As I mentioned in an earlier post, we did not receive a single head of cabbage from our CSA last week – or today either.
Maybe cabbage season is over, I have no clue. My almost non-existant interest in growing vegetables coupled with my remarkable ability to kill even house plants led us to remove the electric fence that the previous owner of our house had so carefully installed around the vegetable garden and begin mowing it as if it were grass.
I have decided that peach season must be in full swing in Indiana because we have gotten bags of peaches in our last three CSA boxes. We have had grilled peaches, now peach salsa, and there will be more peachy dishes to come because I just got six more peaches at my CSA pick-up today.

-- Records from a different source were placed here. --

PR #5399, opened 2017-06-14
with this, EDNS Client Subnet becomes compatible with the packet cache

ahupowerdns:
with this, EDNS Client Subnet becomes compatible with the packet cache while using the existing variable answer facility.

### Short description
Before this PR, the packetcache applied to ECS-variable answers, which meant the packetcache had to be disabled for ECS service.

We now mark ECS answers as variable, using the existing meant-for-lua setVariable answers.
### Checklist

I have:
- [ ] documented the code

### DIFF
--- a/pdns/recursor_cache.cc
+++ b/pdns/recursor_cache.cc
@@ -34,7 +34,7 @@ unsigned int MemRecursorCache::bytes()
 }
 
 // returns -1 for no hits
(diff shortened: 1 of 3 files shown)


pdns/recursor_cache.cc
```diff
@@ -56,7 +56,9 @@ int32_t MemRecursorCache::get(time_t now, const DNSName &qname, const QType& qt,
 			    (qt.getCode()==QType::ADDR && (i->d_qtype == QType::A || i->d_qtype == QType::AAAA) )) 
 			    && (i->d_netmask.empty() || i->d_netmask.match(who)))
          ) {
-
+        if(variable && !i->d_netmask.empty()) {
+          *variable=true;
+        }
```
rgacogne: Indentation looks wrong here

PR #5403, opened 2017-06-14
rec: Use the incoming ECS for cache lookup if `use-incoming-edns-subnet` is set

rgacogne:
### Short description

Otherwise we insert into the cache based on the incoming ECS but later do the lookup based on the query's source IP.

### Checklist

I have:
- [ ] documented the code


rgacogne:
Rebased to fix a conflict.

PR #7529, opened 2019-02-28
auth: Clear caches (meta-data, keys) on domain deletion

rgacogne:
### Short description

Alternative fix for #7407.

### Checklist

I have:
- [x] compiled this code
- [ ] tested this code
- [ ] documented the code

### DIFF
--- a/pdns/ws-auth.cc
+++ b/pdns/ws-auth.cc
@@ -1676,6 +1676,7 @@ static void apiServerZoneDetail(HttpRequest* req, HttpResponse* resp) {
     // clear caches
     DNSSECKeeper dk(&B);
     dk.clearCaches(zonename);
+    purgeAuthCaches(zonename.toString() + "$");
 
     // empty body on success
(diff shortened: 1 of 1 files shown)


mind04:
What about clearing the packet cache and maybe even more important the query cache?

rgacogne:
> What about clearing the packet cache and maybe even more important the query cache?

It would make a lot of sense, yes, I'll add a `purgeAuthCachesExact(zonename);`.

rgacogne:
> It would make a lot of sense, yes, I'll add a `purgeAuthCachesExact(zonename);`.

Or not 'Exact', actually.

zeha:
👍

rgacogne:
Done.

rgacogne:
> Would it make sense to also clear caches in pdnsutil `deleteZone()` ?

I believe it would, but I don't think we can do that from `pdnsutil`, can we?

Have I ever mentioned that we have peach trees here at Duke’s House?
We have many of fruit trees in our yard, about 45, 98% of which are still alive. They must be too hearty for my outstanding gardening skills. I typically put off mowing the grass in our orchard until last in the rotation because it is a pain in the neck to mow under and around all of the trees.
I kind of wonder if I would find even more ripe peaches if I went out there? We may have quite a bit of peach salsa in our future!
Adapted from Pink Parsley
- 2 ripe peaches, peeled and coarsely chopped
- 3 medium tomatoes, seeded and coarsely chopped (I used canned tomatoes, Chris does not appreciate the flavor of raw tomatoes.)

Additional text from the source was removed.